If the problem is the construction of the window in a new house or a recent retrofit, you will have to work with the builder or contractor and the window manufacturer to correct the problem. Your ability to get satisfaction here will depend greatly on how the window was specified in your contract or by the builder and your ability to negotiate with these parties. You certainly should be entitled to receive what you specified and paid for. However, if the specification was vague or non-existent, you must negotiate to improve your situation.

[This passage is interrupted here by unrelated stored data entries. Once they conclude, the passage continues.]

PR #367, opened 2020-01-29
Remove memory leaks

BruunoMM:
Goal
---
Remove memory leaks to avoid the app being slow or crashing.

How to Test
---
1. Run the Clappr Example
1. Proceed to the PlayerViewController
1. Tap the `Recreate Player` button multiple times
1. Click on the `Debug Memory Graph` button in the bottom Debug Area of Xcode.
Screen Shot 2020-01-30 at 11 02 42

1. Click the `Show only content from workspace` button to filter the list.
Screen Shot 2020-01-30 at 11 05 52

1. Check if there's any class from Clappr in the memory leak list.

### DIFF
--- a/Example/Clappr/ViewController.swift
+++ b/Example/Clappr/ViewController.swift
@@ -14,11 +14,7 @@ class ViewController: UIViewController {
 
     override func viewDidLoad() {
         super.viewDidLoad()
-        player = Player(options: options)
-
-        listenToPlayerEvents()
-
-        player.attachTo(playerContainer, controller: self)
+        createPlayer()
     }
 
     @objc func listenToPlayerEvents() {
@@ -48,14 +44,14 @@ class ViewController: UIViewController {
         
         player.on(Event.didHideMediaControl) { _ in print("on didHideMediaControl") }
 
-        player.on(Event.requestFullscreen) { _ in
+        player.on(Event.requestFullscreen) { [weak self] _ in
             print("on requestFullscreen")
-            self.onRequestFullscreen()
+            self?.onRequestFullscreen()
         }
 
-        player.on(Event.exitFullscreen) { _ in
+        player.on(Event.exitFullscreen) { [weak self] _ in
             print("on exitFullscreen")
-            self.onExitFullscreen()
+            self?.onExitFullscreen()
         }
     }
 
@@ -92,5 +88,20 @@ class ViewController: UIViewController {
         let alertViewController = UIAlertController(title: title, message: message, preferredStyle: .alert)
         alertViewController.addAction(UIAlertAction(title: "ok", style: UIAlertAction.Style.default, handler: nil))
         self.navigationController?.present(alertViewController, animated: true, completion: nil)
+    }
+    
+    private func createPlayer() {
+        player = Player(options: options)
+
+        listenToPlayerEvents()
+
+        player.attachTo(playerContainer, controller: self)
+        player.play()
+    }
+    
+    @IBAction func recreatePlayer(_ sender: Any) {
+        player.destroy()
+        player = nil
+        createPlayer()
     }
 }
--- a/Example/Clappr/ViewController.swift
+++ b/Example/Clappr/ViewController.swift
@@ -96,12 +96,12 @@ class ViewController: UIViewController {
         listenToPlayerEvents()
 
         player.attachTo(playerContainer, controller: self)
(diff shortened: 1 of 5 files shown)


Example/Clappr/ViewController.swift
```diff
@@ -93,4 +89,19 @@ class ViewController: UIViewController {
...
         self.navigationController?.present(alertViewController, animated: true, completion: nil)
     }
+    
+    private func createPlayer() {
+        player = Player(options: options)
+
+        listenToPlayerEvents()
+
+        player.attachTo(playerContainer, controller: self)
+        player.play()
```
paulogama14: I think we can avoid calling a play because we are changing the behavior of the player. With this new state, the player has autoplay and we lost the Poster in the beginning. Does it make sense?

Sources/Clappr_iOS/Classes/Animation/QuickSeekAnimation.swift
```diff
@@ -1,5 +1,5 @@
 class QuickSeekAnimation {
-    private var core: Core?
+    private weak var core: Core?
```
paulogama14: I'm analyzing the code and found the use of Core is to provide a view that receives animation from the `QuickSeekPlugin`. Is there another way to avoid this bad behavior (retain cycle on this object)? 
One suggestion maybe is split the responsibility between Plugin and the View, and the View do not know the Core. What do you think?

Sources/Clappr_iOS/Classes/Animation/SeekBubble/SeekBubble.swift
```diff
@@ -3,7 +3,7 @@ class SeekBubble: UIView {
     private var images: [UIImageView] = []
     private var text: String!
     
-    private var parentView: UIView!
+    private weak var parentView: UIView!
```
paulogama14: Same idea as above.

Example/Clappr/ViewController.swift
BruunoMM: Yes! This was just to facilitate the testing. It can be undone.

Sources/Clappr_iOS/Classes/Animation/QuickSeekAnimation.swift
BruunoMM: Yes. We actually don't need to store the reference to the core nor the view here, we can just pass it through.

Sources/Clappr_iOS/Classes/Animation/SeekBubble/SeekBubble.swift
BruunoMM: Actually this one is already a view and it needs the reference to the parentView, since we're doing things this way with this specific plugin.
The thing that causes the retain cylce here is that in the view hierarchy, the superview has a reference to this view and vice-versa, that's why the reference must be a weak one.

If you have suggestions on how to overcome this by other means, please let me know.

Sources/Clappr_iOS/Classes/Animation/QuickSeekAnimation.swift
helbertgs: I'm thinking about the same approach. Make more sense

BruunoMM: It's done! o/

Sources/Clappr_iOS/Classes/Animation/QuickSeekAnimation.swift
```diff
@@ -1,13 +1,11 @@
...
     private var seekLeftBubble = SeekBubble()
     private var seekRightBubble = SeekBubble()
     
-    init(_ core: Core?) {
-        self.core = core
-        if let coreView = core?.view {
-            seekLeftBubble.setup(within: coreView, bubbleSide: .left)
-            seekRightBubble.setup(within: coreView, bubbleSide: .right)
+    init(_ view: UIView?) {
+        if let parentView = view {
```
paulogama14: In my opinion, it's a better approach the `guard let` in this case. What do you think?

helbertgs: I think the same.

BruunoMM: Done! :v:

PR #369, opened 2020-03-02
New quality metrics

johnmartinstw:
### Goal
Creating and exposing new quality metrics from `AVFoundationPlayback`. 

### How to test
- Run test suite.


Tests/Clappr_Tests/Classes/Plugin/Playback/AVFoundationPlaybackQualityMetricsTests.swift
```diff
@@ -0,0 +1,117 @@
...
+                            name: NSNotification.Name.AVPlayerItemNewAccessLogEntry,
+                            object: player.currentItem
+                        )
+
+                        expect(avfoundationPlayback.droppedFrames).toEventually(equal(2))
+                    }
+                }
+            }
+
+            context("when call play") {
```
pauloSantosMobileTW: Make sense move te common code to the context and have only the "expect" inside each "it" ?

Sources/Clappr/Classes/Plugin/Playback/AVFoundationPlayback.swift
```diff
@@ -30,6 +31,15 @@ open class AVFoundationPlayback: Playback {
 
     private var observers = [NSKeyValueObservation]()
 
+    private var lastLogEvent: AVPlayerItemAccessLogEvent? { player?.currentItem?.accessLog()?.events.last }
+
+    open var bitrate: Double? { lastLogEvent?.indicatedBitrate }
+    open var bandwidth: Double? { lastLogEvent?.observedBitrate }
+    open var averageBitrate: Double? { lastLogEvent?.averageVideoBitrate }
+    open var droppedFrames: Int? { lastLogEvent?.numberOfDroppedVideoFrames }
+    open var decodedFrames: Int? { -1 }
```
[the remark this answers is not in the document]
paulogama14: Yes, we made a research about this value on `AVPlayer` and didn't get a safe and reliable way to expose it. There is no documentation on AVPlayer context and the other suggestions are expensives calcules and without confidence. Do you have any idea?

Tests/Clappr_Tests/Classes/Plugin/Playback/AVFoundationPlaybackQualityMetricsTests.swift
paulogama14: I don't like this approach, in my opinion the test should have an explicit behavior. We follow the AAA pattern for tests and omitting code can brake this rule. What do you think?

Tests/Clappr_Tests/Classes/Plugin/Playback/AVFoundationPlaybackQualityMetricsTests.swift
```diff
@@ -0,0 +1,117 @@
...
+                }
+
+                stubsDescriptor?.name = "StubToHighlineVideo.mp4"
+            }
+
+            afterEach {
+                OHTTPStubsHelper.removeStub(with: stubsDescriptor)
+            }
+
+            context("when receives AVPlayerItemNewAccessLogEntry event") {
```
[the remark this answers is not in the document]
paulogama14: What do you mean? The stub for contexts?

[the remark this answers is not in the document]
pauloSantosMobileTW: The assemble code, something like that:
`                      let options = [
                            kSourceUrl: "http://clappr.io/highline.mp4"
                        ]
                        let avfoundationPlayback = AVFoundationPlayback(options: options)
                        let accessLog = AccessLogEventMock()
                        let player = PlayerMock(accessLogEvent: accessLog)
                        avfoundationPlayback.player = player
                        avfoundationPlayback.addObservers()

                        it("changes the bitrate") {
                            accessLog.setIndicatedBitrate(7.0)
                            NotificationCenter.default.post(
                                name: NSNotification.Name.AVPlayerItemNewAccessLogEntry,
                                object: player.currentItem
                        )

                        expect(avfoundationPlayback.bitrate).toEventually(equal(7.0))
`

Sources/Clappr/Classes/Plugin/Playback/AVFoundationPlayback.swift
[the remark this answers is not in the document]
pauloSantosMobileTW: LGTM this aproach, I can not find another solution too for that, thanks for sharing.

Tests/Clappr_Tests/Classes/Plugin/Playback/AVFoundationPlaybackQualityMetricsTests.swift
pauloSantosMobileTW: I think the context can be saw as part of the AAA pattern, I always imagine like I am reading a book when reading a test and the duplicity makes the read harder in this case to me.

Tests/Clappr_Tests/Classes/Plugin/Playback/AVFoundationPlaybackQualityMetricsTests.swift
```diff
@@ -0,0 +1,117 @@
+import Quick
+import Nimble
+import OHHTTPStubs
+
+@testable import Clappr
+
+class AVFoundationPlaybackQualityMetricsTests: QuickSpec {
+    override func spec() {
+        describe(".AVFoundationPlaybackQualityMetricsTests") {
```
lfonseca: Are these tests supposed to be integration ones?

Sources/Clappr/Classes/Plugin/Playback/AVFoundationPlayback.swift
```diff
@@ -323,8 +321,8 @@ open class AVFoundationPlayback: Playback {
     @objc func onAccessLogEntry(notification: NSNotification?) {
         guard lastBitrate != bitrate else { return }
         lastBitrate = bitrate
-        if let newBitrate = lastBitrate, !newBitrate.isNaN {
-            trigger(.didUpdateBitrate, userInfo: ["bitrate": newBitrate])
+        if let lastBitrate = lastBitrate, !lastBitrate.isNaN {
```
lfonseca: 👏 👏

Tests/Clappr_Tests/Classes/Plugin/Playback/AVFoundationPlaybackQualityMetricsTests.swift
paulogama14: No, we've changed the header from response and now the stub are working. Could you check, please?

lfonseca: So maybe you should call the `onAccessLogEntry` method directly and config some spy object to catch the event sent.

paulogama14: Nice =]
Now we are checking with a spy object the event sent, the other tests don't have a `kSourceURL`.

PR #370, opened 2020-03-11
Create a unique callback to handle error user info

BruunoMM:
Goal
---
Create a separate callback for the error event.

How to test
---
- Run test suite for both iOS and tvOS targets

### DIFF
--- a/Sources/Clappr_iOS/Classes/Base/Player.swift
+++ b/Sources/Clappr_iOS/Classes/Base/Player.swift
@@ -70,16 +70,16 @@ open class Player: BaseObject {
         Logger.logInfo("loading with \(options)", scope: "Clappr")
 
         self.playbackEventsToListen.append(contentsOf:
-            [Event.ready.rawValue, Event.error.rawValue,
-             Event.playing.rawValue, Event.didComplete.rawValue,
-             Event.didPause.rawValue, Event.stalling.rawValue,
-             Event.didStop.rawValue, Event.didUpdateBuffer.rawValue,
-             Event.willPlay.rawValue, Event.didUpdatePosition.rawValue,
-             Event.willPause.rawValue, Event.willStop.rawValue,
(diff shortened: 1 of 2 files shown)


Sources/Clappr_tvOS/Classes/Base/Player.swift
```diff
@@ -222,21 +221,29 @@ open class Player: AVPlayerViewController {
 
     private func bindPlaybackEvents() {
         if let playback = core?.activePlayback {
+            var listenId = ""
```
paulogama14: Same as above.

Sources/Clappr_tvOS/Classes/Base/Player.swift
```diff
@@ -222,21 +221,29 @@ open class Player: AVPlayerViewController {
 
     private func bindPlaybackEvents() {
         if let playback = core?.activePlayback {
```
paulogama14: Same as above.

Sources/Clappr_iOS/Classes/Base/Player.swift
```diff
@@ -188,18 +188,26 @@ open class Player: BaseObject {
 
     private func bindPlaybackEvents() {
         if let playback = core?.activePlayback {
```
paulogama14: I know this is not from this PR, but we can change this if let to guard let, once we don't have code outside with a nullable core and we can remove one level of indentation.

Sources/Clappr_iOS/Classes/Base/Player.swift
```diff
@@ -188,18 +188,26 @@ open class Player: BaseObject {
...
+            var listenId = ""
```
paulogama14: I think we don't need to share this variable. We can keep it inside for context. What do you think?

BruunoMM: We share so we don't have to define it every iteration and then again outside the for loop.

PR #373, opened 2020-03-18
Prevent play when application is not active

pauloSantosMobileTW:
# Goal
Prevent the video playing while the application is in background.

# How to test
- Open the sample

Will new windows eliminate condensation?

Condensation is a direct result of interior humidity and the difference between indoor and outside air temperature. If you keep the humidity in your house low, then the likelihood of experiencing condensation is also low. However, the efficiency of your window will also impact the temperature and humidity level at which condensation occurs. Energy efficient windows will help reduce condensation. Here's why: high performance windows with low U-factors result in inside glass surface temperatures much closer to the room air temperature. Windows with warm edge technologies and non-metal frames are also less likely to have condensation on the frame or at the edge of the glass. Insulated "superwindows" with three or more layers will virtually eliminate condensation on the interior surface of the glass—even under extreme cold weather conditions.

Note that in certain conditions (humid mornings after a clear night sky), some superwindows may have dew on their outside surface. These windows are such good insulators, the dew is condensing there just like it does on an insulated wall.

Does the gas fill leak?

The rate of dissipation can differ greatly depending on the quality of the glass unit’s seals. Studies have shown that well-fabricated units can retain gas at a loss rate of less than 1 percent per year, resulting in only a minimal reduction of insulating performance.

However, failure of the insulating glass unit seals would release all of the gas. The quality of seal systems depends on the seal type and the quality assurance in the manufacturing process. Insulating glass in ENERGY STAR windows must be certified through recognized certification programs, ensuring that product samples have passed durability testing under extreme conditions and that manufacturers implement in-house quality assurance. Most manufacturers offer a warranty against insulating glass failure which varies from a limited period to the lifetime of the window. A range from 10 to 20 years is common.

What is the difference between low-E types?

All types of low-E coatings reduce the heat transfer from a warm window pane to a cold window pane. They thus reduce the window U-factor, which is particularly helpful for insulating the house during cold seasons. However, low-E coatings differ in how transparent they are to solar heat. Different types of low-E coatings have been designed to allow for high solar gain, moderate solar gain, or low solar gain. These differences are reflected in the solar heat gain coefficient (SHGC).

Windows with low-E glass generally have a lower U-factor and insulate better than windows without low-E. The SHGC of a window depends greatly on the type of low-E that’s used. Windows with moderate-solar-gain low-E typically have a SHGC of around 0.25-0.35, but higher or lower values are available with high-solar-gain or low-solar-gain low-E glass. What level of solar gain is most desirable depends on the climate, orientation, shading conditions, house design and personal preferences.

What is the conversion from US (imperial) to European (metric) units for the U-factor?

To convert the U-factor from English to SI units, multiply the English number by 5.678. For example, If U=0.35 Btu/hr-sf-°F in English units, then 0.35*5.678 = 1.9873. The U-factor in SI units will be 1.9873 W/m²K. The SHGC is dimensionless so it has the same value in both systems.